• DATASET RECORDS
PR #12702, opened 2026-03-07
(9-03c) Teocalli/Order Ability Swaps + Chichen Itza Nerf (?)

Hokath:
Following the existing Global version of this table, made a separate YieldFromVictory and YieldFromVictoryEraScaling containers.
(n.b. the "EraScaling" one is the old functionality)

EraScaling defaults to true for reverse compatibility, but I did update Greece.sql just to show it explicitly.

Updated tooltip generation to handle new table, including manual belief tooltips.

### DIFF
--- a/(2) Vox Populi/Database Changes/City/Buildings/BuildingChanges2.sql
+++ b/(2) Vox Populi/Database Changes/City/Buildings/BuildingChanges2.sql
@@ -204,7 +204,7 @@ VALUES
 INSERT INTO Building_YieldFromVictoryGlobal
 	(BuildingType, YieldType, Yield, IsEraScaling)
 VALUES
-	('BUILDING_TEOCALLI', 'YIELD_FAITH', 5, 0);
+	('BUILDING_TEOCALLI', 'YIELD_FAITH', 2, 0);
 
 INSERT INTO Building_YieldFromVictory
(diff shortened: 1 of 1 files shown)


Hokath:
I note that the local and the global notifications for the Teocalli appear separately.
This is the same thing that happens for Greek Gymnasion

(2) Vox Populi/Database Changes/City/Buildings/BuildingChanges2.sql
```diff
@@ -202,16 +202,21 @@ VALUES
 	('BUILDING_TEOCALLI', 'YIELD_FAITH', 2);
 
 INSERT INTO Building_YieldFromVictoryGlobal
-	(BuildingType, YieldType, Yield)
+	(BuildingType, YieldType, Yield, IsEraScaling)
+VALUES
+	('BUILDING_TEOCALLI', 'YIELD_FAITH', 5, 0);
```
axatin: should be 2, not 5

Hokath:
Good catch. I must have squashed in the wrong order as the value is 2 locally... woops!

azum4roll:
> I note that the local and the global notifications for the Teocalli appear separately. This is the same thing that happens for Greek Gymnasion

Not much we can do. Notifications of instant yields during your turn are shown per function call.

• EXERCISE
Answer with a single number: how many lines above hold the word "City"?

• ANSWER AREA
3